PR #333, opened 2022-12-28
308 add export to RDF support

adp-atea:


spinta/formats/rdf/commands.py
```diff
@@ -0,0 +1,388 @@
...
+    *,
+    data: Dict[str, Any],
+    action: Action,
+    select: dict = None,
+    prefix: str = None
+):
+    super_ = commands.prepare_dtype_for_response[Context, Format, Ref, dict]
+    data = super_(context, fmt, dtype, value, data=data, action=action, select=select)
+    data['prefix'] = prefix
+    return data
```
sirex, line 342: Ref properties should be rendered as

```xml
<prefix:name rdf:resource="{value['_id']}" />
```

If only `_id` is given (normalized form), but for denormalized form, we need to do full value traversal:

```xml
<prefix:name>
  <prefix:RefModel rdf:about="{value['_id']}">
    <prefix:prop ...>
  </prefix:RefModel>
</prefix:name>
```

spinta/formats/rdf/commands.py
```diff
@@ -0,0 +1,388 @@
...
+        ), prefix=prefix)
+    if value['_content_type'] is None:
+        _content_type = Cell('', prefix=prefix)
+    else:
+        _content_type = Cell(value['_content_type'], prefix=prefix)
+    return {
+        '_id': _id,
+        '_content_type': _content_type,
+        'prefix': prefix
+    }
```
sirex, line 388: Files should be included as links `rdf:aboult`, unless `_content` is explicitly requested.

spinta/formats/rdf/components.py
```diff
@@ -0,0 +1,31 @@
...
+class Rdf(Format):
+    content_type = 'application/rdf+xml'
+    accept_types = {
+        'application/rdf+xml',
+    }
+    params = {}
+
+
+@dataclasses.dataclass
+class Cell:
```
sirex, line 16: I would change this name to `Elem`, or something like this, because RDF does not have things like cells, while HTML tables do have cells. Maybe instead of having a custom class, we could just use [etree.Element](https://docs.python.org/3/library/xml.etree.elementtree.html#xml.etree.ElementTree.Element)?

tests/formats/test_rdf.py
```diff
@@ -0,0 +1,149 @@
...
+    })
+    city2 = pushdata(app, '/example/rdf/City', {
+        'name': 'Kaunas',
+        'country': {'_id': country['_id']},
+    })
+
+    res = app.get("/example/rdf/City/:format/rdf").text
+    assert res == f'<Rdf>\n'\
+                  f'  <City>\n'\
+                  f'    <_type>{city1["_type"]}</_type>\n'\
```
sirex, line 39: Type should be shown as `rdf:type`.

tests/formats/test_rdf.py
```diff
@@ -0,0 +1,149 @@
...
+                  f'    <_id about="https://testserver/example/rdf/City/{city1["_id"]}">{city1["_id"]}</_id>\n'\
```
sirex, line 40: ID should be shown as `rdf:about`.

tests/formats/test_rdf.py
```diff
@@ -0,0 +1,149 @@
...
+        'country': {'_id': country['_id']},
+    })
+    city2 = pushdata(app, '/example/rdf/City', {
+        'name': 'Kaunas',
+        'country': {'_id': country['_id']},
+    })
+
+    res = app.get("/example/rdf/City/:format/rdf").text
+    assert res == f'<Rdf>\n'\
+                  f'  <City>\n'\
```
sirex, line 38: If `uri` is given, use it here, in this case it should be `dcat:city`, if `uri` is not given, a `<Description rdf:about="example/rdf/City">` form should be used.

tests/formats/test_rdf.py
```diff
@@ -0,0 +1,149 @@
...
+                  f'    <_type>{city1["_type"]}</_type>\n'\
+                  f'    <_id about="https://testserver/example/rdf/City/{city1["_id"]}">{city1["_id"]}</_id>\n'\
+                  f'    <_revision>{city1["_revision"]}</_revision>\n'\
+                  f'    <name>{city1["name"]}</name>\n'\
+                  f'    <country>\n'\
+                  f'      <_id about="https://testserver/example/rdf/Country/{country["_id"]}">{country["_id"]}</_id>\n'\
```
sirex, line 44: `https://testserver/` bit should be moved into `xml:base`, and here a relative form `example/rdf/Country/...` should be used.

tests/formats/test_rdf.py
```diff
@@ -0,0 +1,149 @@
...
+        'country': {'_id': country['_id']},
+    })
+
+    res = app.get("/example/rdf/City/:format/rdf").text
+    assert res == f'<Rdf>\n'\
+                  f'  <City>\n'\
+                  f'    <_type>{city1["_type"]}</_type>\n'\
+                  f'    <_id about="https://testserver/example/rdf/City/{city1["_id"]}">{city1["_id"]}</_id>\n'\
+                  f'    <_revision>{city1["_revision"]}</_revision>\n'\
+                  f'    <name>{city1["name"]}</name>\n'\
```
sirex, line 42: `dct:name` should be used here.

sirex (changes requested):

spinta/formats/rdf/commands.py
```diff
@@ -0,0 +1,460 @@
...
+        text=str(value)
+    )
+
+
+@commands.prepare_dtype_for_response.register(Context, Rdf, Ref, (dict, str, type(None)))
+def prepare_dtype_for_response(
+    context: Context,
+    fmt: Rdf,
+    dtype: File,
+    value,
```
sirex, line 355: Do not create empty elements if value is None.

sirex (changes requested):

spinta/formats/rdf/commands.py
```diff
@@ -0,0 +1,483 @@
...
+            elem = _create_model_element(model, row)
+            root.append(elem)
+
+    for key, val in root.nsmap.items():
+        namespaces.append(f'xmlns:{key}="{val}"')
+    if root.base:
+        namespaces.append(f'xml:base="{root.base}"')
+    if isinstance(root_name, QName):
+        root_name = f"{root.prefix}:{root_name.localname}"
+    namespaces = "\n".join(namespaces)
```
sirex, line 212:
```suggestion
    namespaces = "\n  ".join(namespaces)
```

spinta/formats/rdf/commands.py
```diff
@@ -0,0 +1,460 @@
...
+        base=str(request.base_url),
+        nsmap=prefixes
+    )
+    if action == Action.GETONE:
+        elem = _create_model_element(model, data)
+        root.append(elem)
+    else:
+        for row in data:
+            elem = _create_model_element(model, row)
+            root.append(elem)
```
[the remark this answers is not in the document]
sirex: Could you explain, how this is resolved, I don't see any fix and thing this is still loads all data into memory instead of streaming it to the client, row by row.

sirex (changes requested):

sirex (approved):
-- -- --
## Work required
The expected result is every record above, duplicated exactly.

## Response to this exercise
PR #333, opened 2022-12-28
308 add export to RDF support

adp-atea:


spinta/formats/rdf/commands.py
```diff
@@ -0,0 +1,388 @@
...
+    *,
+    data: Dict[str, Any],
+    action: Action,
+    select: dict = None,
+    prefix: str = None
+):
+    super_ = commands.prepare_dtype_for_response[Context, Format, Ref, dict]
+    data = super_(context, fmt, dtype, value, data=data, action=action, select=select)
+    data['prefix'] = prefix
+    return data
```
sirex, line 342: Ref properties should be rendered as

```xml
<prefix:name rdf:resource="{value['_id']}" />
```

If only `_id` is given (normalized form), but for denormalized form, we need to do full value traversal:

```xml
<prefix:name>
  <prefix:RefModel rdf:about="{value['_id']}">
    <prefix:prop ...>
  </prefix:RefModel>
</prefix:name>
```

spinta/formats/rdf/commands.py
```diff
@@ -0,0 +1,388 @@
...
+        ), prefix=prefix)
+    if value['_content_type'] is None:
+        _content_type = Cell('', prefix=prefix)
+    else:
+        _content_type = Cell(value['_content_type'], prefix=prefix)
+    return {
+        '_id': _id,
+        '_content_type': _content_type,
+        'prefix': prefix
+    }
```
sirex, line 388: Files should be included as links `rdf:aboult`, unless `_content` is explicitly requested.

spinta/formats/rdf/components.py
```diff
@@ -0,0 +1,31 @@
...
+class Rdf(Format):
+    content_type = 'application/rdf+xml'
+    accept_types = {
+        'application/rdf+xml',
+    }
+    params = {}
+
+
+@dataclasses.dataclass
+class Cell:
```
sirex, line 16: I would change this name to `Elem`, or something like this, because RDF does not have things like cells, while HTML tables do have cells. Maybe instead of having a custom class, we could just use [etree.Element](https://docs.python.org/3/library/xml.etree.elementtree.html#xml.etree.ElementTree.Element)?

tests/formats/test_rdf.py
```diff
@@ -0,0 +1,149 @@
...
+    })
+    city2 = pushdata(app, '/example/rdf/City', {
+        'name': 'Kaunas',
+        'country': {'_id': country['_id']},
+    })
+
+    res = app.get("/example/rdf/City/:format/rdf").text
+    assert res == f'<Rdf>\n'\
+                  f'  <City>\n'\
+                  f'    <_type>{city1["_type"]}</_type>\n'\
```
sirex, line 39: Type should be shown as `rdf:type`.

tests/formats/test_rdf.py
```diff
@@ -0,0 +1,149 @@
...
+                  f'    <_id about="https://testserver/example/rdf/City/{city1["_id"]}">{city1["_id"]}</_id>\n'\
```
sirex, line 40: ID should be shown as `rdf:about`.

tests/formats/test_rdf.py
```diff
@@ -0,0 +1,149 @@
...
+        'country': {'_id': country['_id']},
+    })
+    city2 = pushdata(app, '/example/rdf/City', {
+        'name': 'Kaunas',
+        'country': {'_id': country['_id']},
+    })
+
+    res = app.get("/example/rdf/City/:format/rdf").text
+    assert res == f'<Rdf>\n'\
+                  f'  <City>\n'\
```
sirex, line 38: If `uri` is given, use it here, in this case it should be `dcat:city`, if `uri` is not given, a `<Description rdf:about="example/rdf/City">` form should be used.

tests/formats/test_rdf.py
```diff
@@ -0,0 +1,149 @@
...
+                  f'    <_type>{city1["_type"]}</_type>\n'\
+                  f'    <_id about="https://testserver/example/rdf/City/{city1["_id"]}">{city1["_id"]}</_id>\n'\
+                  f'    <_revision>{city1["_revision"]}</_revision>\n'\
+                  f'    <name>{city1["name"]}</name>\n'\
+                  f'    <country>\n'\
+                  f'      <_id about="https://testserver/example/rdf/Country/{country["_id"]}">{country["_id"]}</_id>\n'\
```
sirex, line 44: `https://testserver/` bit should be moved into `xml:base`, and here a relative form `example/rdf/Country/...` should be used.

tests/formats/test_rdf.py
```diff
@@ -0,0 +1,149 @@
...
+        'country': {'_id': country['_id']},
+    })
+
+    res = app.get("/example/rdf/City/:format/rdf").text
+    assert res == f'<Rdf>\n'\
+                  f'  <City>\n'\
+                  f'    <_type>{city1["_type"]}</_type>\n'\
+                  f'    <_id about="https://testserver/example/rdf/City/{city1["_id"]}">{city1["_id"]}</_id>\n'\
+                  f'    <_revision>{city1["_revision"]}</_revision>\n'\
+                  f'    <name>{city1["name"]}</name>\n'\
```
sirex, line 42: `dct:name` should be used here.

sirex (changes requested):

spinta/formats/rdf/commands.py
```diff
@@ -0,0 +1,460 @@
...
+        text=str(value)
+    )
+
+
+@commands.prepare_dtype_for_response.register(Context, Rdf, Ref, (dict, str, type(None)))
+def prepare_dtype_for_response(
+    context: Context,
+    fmt: Rdf,
+    dtype: File,
+    value,
```
sirex, line 355: Do not create empty elements if value is None.

sirex (changes requested):

spinta/formats/rdf/commands.py
```diff
@@ -0,0 +1,483 @@
...
+            elem = _create_model_element(model, row)
+            root.append(elem)
+
+    for key, val in root.nsmap.items():
+        namespaces.append(f'xmlns:{key}="{val}"')
+    if root.base:
+        namespaces.append(f'xml:base="{root.base}"')
+    if isinstance(root_name, QName):
+        root_name = f"{root.prefix}:{root_name.localname}"
+    namespaces = "\n".join(namespaces)
```
sirex, line 212:
```suggestion
    namespaces = "\n  ".join(namespaces)
```

spinta/formats/rdf/commands.py
```diff
@@ -0,0 +1,460 @@
...
+        base=str(request.base_url),
+        nsmap=prefixes
+    )
+    if action == Action.GETONE:
+        elem = _create_model_element(model, data)
+        root.append(elem)
+    else:
+        for row in data:
+            elem = _create_model_element(model, row)
+            root.append(elem)
```
[the remark this answers is not in the document]
sirex: Could you explain, how this is resolved, I don't see any fix and thing this is still loads all data into memory instead of streaming it to the client, row by row.

sirex (changes requested):

sirex (approved):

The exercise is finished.